What the task requires> Return exactly the lines that run from the one containing "if (!id || !this.dialogs[id])" to the end of the entries, with both ends included.

Records from a dataset
PR #5943, opened 2023-03-04
For .eslintrc change, see: https://github.com/typescript-eslint/types…

gokaysatir:
…cript-eslint/issues/1824

idle handler is moved into typescript and outside of map variable.

vex dialog of handler is replaced with JDSdialog.

Change-Id: I341c28e9e3f1659987b871a235a50757f42d4d2e

* Resolves: # 
* Target version: master 

### TODO

- [ ] ...

### Checklist

### DIFF
--- a/browser/src/control/Control.JSDialog.js
+++ b/browser/src/control/Control.JSDialog.js
@@ -56,6 +56,12 @@ L.Control.JSDialog = L.Control.extend({
 		}
 	},
 
+	closeAll: function() {
+		var dialogs = Object.keys(this.dialogs);
+		for (var i = 0; i < dialogs.length; i++)
+			this.close(dialogs[i]);
+	},
+
 	closeDialog: function(id, sendCloseEvent) {
 		if (!id || !this.dialogs[id]) {
 			console.warn('missing dialog data');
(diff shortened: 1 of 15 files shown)


eszkadev:
how to trigger that idle dialog? I changed pre view idle/out of focus values in coolwsd.xml to 30s but nothing happens, when I have or not have focus on window and doing nothing...

eszkadev (approved):

browser/src/control/Control.JSDialog.js
```diff
@@ -56,6 +56,12 @@ L.Control.JSDialog = L.Control.extend({
 		}
 	},
 
+	closeAll: function() {
+		var dialogs = Object.keys(this.dialogs);
+		for (var i = 0; i < dialogs.length; i++)
+			this.close(dialogs[i]);
```
eszkadev, line 62: if there will be any pure JS dialog present - we will got 'syntax/parsing error' from the server because we will send message with incorrect window ID which is not expected by the server

eszkadev: But I think you can ignore that. Because our pure JS dialogs have custom callback which doesn't send anything to server.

Exercise solution>
 		if (!id || !this.dialogs[id]) {
 			console.warn('missing dialog data');
(diff shortened: 1 of 15 files shown)


eszkadev:
how to trigger that idle dialog? I changed pre view idle/out of focus values in coolwsd.xml to 30s but nothing happens, when I have or not have focus on window and doing nothing...

eszkadev (approved):

browser/src/control/Control.JSDialog.js
```diff
@@ -56,6 +56,12 @@ L.Control.JSDialog = L.Control.extend({
 		}
 	},
 
+	closeAll: function() {
+		var dialogs = Object.keys(this.dialogs);
+		for (var i = 0; i < dialogs.length; i++)
+			this.close(dialogs[i]);
```
eszkadev, line 62: if there will be any pure JS dialog present - we will got 'syntax/parsing error' from the server because we will send message with incorrect window ID which is not expected by the server

eszkadev: But I think you can ignore that. Because our pure JS dialogs have custom callback which doesn't send anything to server.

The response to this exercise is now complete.